– М-да, ситуация, – промямлил я растерянно. – И часто это бывает?

– Как вам сказать… – Фимотин помолчал, подумал, рассеянно взъерошил жесткий ежик прически, подошел к столу, отпил квасу. Я ведь лично не так уж и часто с ним встречаюсь… Да-да, наблюдается вышеупомянутое. И, позволю себе не скромничать в рассуждениях, не для меня же персонально он каждый раз… того.

– Это очень важно – то, что вы говорите, – сказал я. – И мы к таким фактам относимся очень серьезно.

– Так ведь я потому и изложил сомнения свои, что это важно. – Фимотин нахмурился, кустистые брови сошлись над переносьем. Не ровен час переберет, как говорится, – глядишь, и заснет где… А в кобуре-то – оружие табельное, в кармане – книжечка красная. До беды-то далеко ли?..

Ну и ну! Виссарион Эмильевич, кто же ты? Провидец? Или мошенник? Откуда ж тебе предвидеть так точно беду, которая грянула на Позднякова? Как же это ты все так правильно угадал? А может быть, не угадал, а знаешь? Но откуда?

Тут я, наверное, дал промашку, не ответив сразу на сердечное опасение Фимотина за судьбу и честь Позднякова. Потому что он вдруг улыбнулся во все лицо, и я видел, что улыбаться – занятие для него непривычное но, во всяком случае, улыбнулся он самостоятельно, без посторонней помощи.

– Да что это мы заладили с вами, товарищ инспектор, про все мрачное, и я тут раскаркался: невзначай навредишь еще хорошему человеку. Все-таки в целом надо сказать, что он товарищ положительный, вы это с уверенностью и чистой совестью можете так и доложить начальству.
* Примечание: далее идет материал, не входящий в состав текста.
PR #1126, opened 2026-02-24
Feature/custom pdf integrator

Idg772:
# Add `use_pdf="custom"` with `integrator=` parameter for `BinnedNLL` and `ExtendedBinnedNLL`

Closes #1115

Note: This is my first open source contribution so any notes, feedback or suggestions would be very welcome :)

## Motivation

When fitting a binned histogram without an analytical CDF, iminuit currently offers two options via `use_pdf`:

| `use_pdf` | Method | Accuracy | Speed | Dimensions |
|-----------|--------|----------|-------|------------|
| `"approximate"` | PDF at bin centre × bin width | Low for coarse bins | Fast | Any |
| `"numerical"` | `scipy.integrate.quad` per bin | High | Slow | 1D only |

There is no supported way to use a custom integration rule e.g. Simpson's rule that sits between these two in terms of accuracy and speed, and works for multi-dimensional histograms.

### Implementation (`src/iminuit/cost.py`)

- Added `use_pdf="custom"` as a valid option to `BinnedNLL` and `ExtendedBinnedNLL`.
- Added an `integrator` keyword argument to both classes. It is required when `use_pdf="custom"` and raises `ValueError` at construction time if omitted.
- Added `BinnedCostWithModel._make_pred_custom()`, which wraps the user's integrator into the internal `_pred_impl` callable. It handles both 1D and N-D histograms:
  - **1D**: calls `integrator(pdf, a, b)` with scalar bin edges.
  - **N-D**: iterates over all bins via `itertools.product` and calls `integrator(pdf, a, b)` where `a` and `b` are 1-D arrays of length N (corners of the hyper-rectangle).

The integrator interface is:

```python
integrator(pdf, a, b) -> float
```

where `pdf` is the model PDF with parameters already bound, and `a`, `b` are the bin edges. Example with Simpson's rule:

```python
from scipy.integrate import simpson

def simpson_integrator(pdf, a, b):
    x = np.linspace(a, b, 11)
    return simpson(pdf(x), x=x)

cost = ExtendedBinnedNLL(n, xe, scaled_pdf, use_pdf="custom", integrator=simpson_integrator)
```

I chose this implementation over the suggested `cost.register_pdf_integrator` as this allows errors to happen when the cost is defined rather than at minimisation time.

### Tests (`tests/test_cost.py`)

Six new tests covering:
- 1D `BinnedNLL` with custom (Simpson) integrator — checks predictions match the analytical CDF to `rtol=1e-5`
- 2D `BinnedNLL` with custom integrator — checks the N-D code path where `a`/`b` are length-2 arrays
- `BinnedNLL` error when `use_pdf="custom"` is given without `integrator=`
- Same three tests for `ExtendedBinnedNLL`

### Documentation (`doc/notebooks/custom_integrator.ipynb`)

New tutorial notebook added to `doc/tutorials.rst` covering:
- The integrator interface and when to use `"custom"` vs the built-in modes
- 1D example with accuracy comparison (approximate vs quad vs Simpson) and timing benchmark
- `ExtendedBinnedNLL` example with a scaled PDF
- 2D example showing how to write a double-Simpson integrator
- Reference section with alternative quadrature rules (Gauss-Legendre, adaptive quad)

## Notes for reviewers

- `use_pdf="custom"` without `integrator=` raises `ValueError` at construction time (not at fit time), so there is no invalid-state window.
- `_model_xm` and `_model_dx` (used by `"approximate"`) are not allocated when `use_pdf="custom"`.
- The existing `"approximate"`, `"numerical"`, and `""` (CDF) modes are completely unaffected.
- The `grad=` keyword remains incompatible with all `use_pdf` modes (existing validation unchanged).


HDembinski:
I am not quite sure whether this functionality should sit in the cost functions.

The design idea was to give you a quick way to use a model_pdf in simple cases, when you don't have the model_cdf available. The two simple cases are those that are implemented. For everything more complicated than that, users can build their own model_cdf from the model_pdf, and there they can use more complicated integration schemes. This functionality doesn't have to be in the cost functions.

For the N-dimensional case, for example, implementing the integration as a dimension-wise line integration as is done here is inefficient and potentially can lead to errors if the integration routine cannot handle noisy inputs. The sub-integrals generally provide accuracy that's below the full floating point accuracy.

So we can't advocate that as the library solution. We could allow the user to pass a general N-dimensional integrator, but if you have that, it should also be easy to write a small function that implements the model_cdf by internally integrating the model_pdf.

PR #1129, opened 2026-04-12
ci: bump setup-uv to maintained tag scheme

henryiii:
The old vX tags have been dropped to (force) (usually) better security practices. Dependabot will not update, however, leaving this v7 tag forever. Manually updating now.

See https://github.com/astral-sh/setup-uv/issues/830


eduardo-rodrigues:
Hi @henryiii, this seems like a no-brainer and I reckon we can safely merge once the CI is done. I assume Hans is fine with this.

HDembinski:
Yes, I would have been fine with this :)

eduardo-rodrigues:
Let's then merge since the failing test is unrelated and should be addressed elsewhere.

Низовой исполнительный аппарат находится у нас на надлежащей высоте, – добавил он значительно.

Я пил холодный гриб и с интересом рассматривал этот паровоз со стравленным паром. В начале разговора я видел его стоящим в конце железнодорожной колеи, где перед носом – три метра рельсов, а дальше загибаются они вверх крючками, на которые набита шпала – как окончательный и бесповоротный шлагбаум, дальше пути нет, все дороги сошлись и окончились здесь. А теперь возникло у меня ощущение ошибки: вдруг по ночам он выползает из своего тупика и во мраке и тишине, без света, без пара, без приказа о конце консервации носится по пустынным перегонам, сметая с рельсов зазевавшихся людей?..


– Я человек незлой. И совершенно безвредный. Как бабочка-махаон. – Борис Чебаков тряхнул длинной гривой великолепных черных волос и весело засмеялся. Я тоже засмеялся, совершенно искренне. – Вот рассудите сами, инспектор, вы же производите впечатление человека интеллигентного: ну может ведь так случиться, что у человека есть призвание, которое не лежит в производственной сфере?

– А какое у вас призвание? – спросил я с интересом. – Быть натурщиком?

– Ну-у, фи, это не разговор! Ведь вы работаете в МУРе, наверное, не потому, что вам больше всего на свете нравится ловить вонючих воришек и пьяных грабителей?

– Не потому, – кивнул я.

– Вот и я работаю натурщиком не потому, что это мне больше всего нравится. Хотя и не разделяю предрассудков в отношении этой профессии.

Видимо, я не совладал с мускулами лица и невольно ухмыльнулся. Чебаков заметил это и сказал:

– Господи, когда же вы, товарищи-граждане-люди, поймете, что быть натурщиком – это очень тяжелая и творческая работа?

– Творческая? – переспросил я.

– А вы что думали? Почему художественная классика одухотворенна, а не сексуальна? Потому что Джорджоне или Микеланджело искали не складный кусок мяса на гибком костяном каркасе, а мечтали в красоте обрести душу человеческую! И натуру подбирали годами!

– Вы напрасно так кипятитесь – я не спорю. Хотя и воздержался бы ставить телегу впереди лошади: помимо натурщика, кое-что еще и художник значит. Но мы не договорили насчет вашего призвания.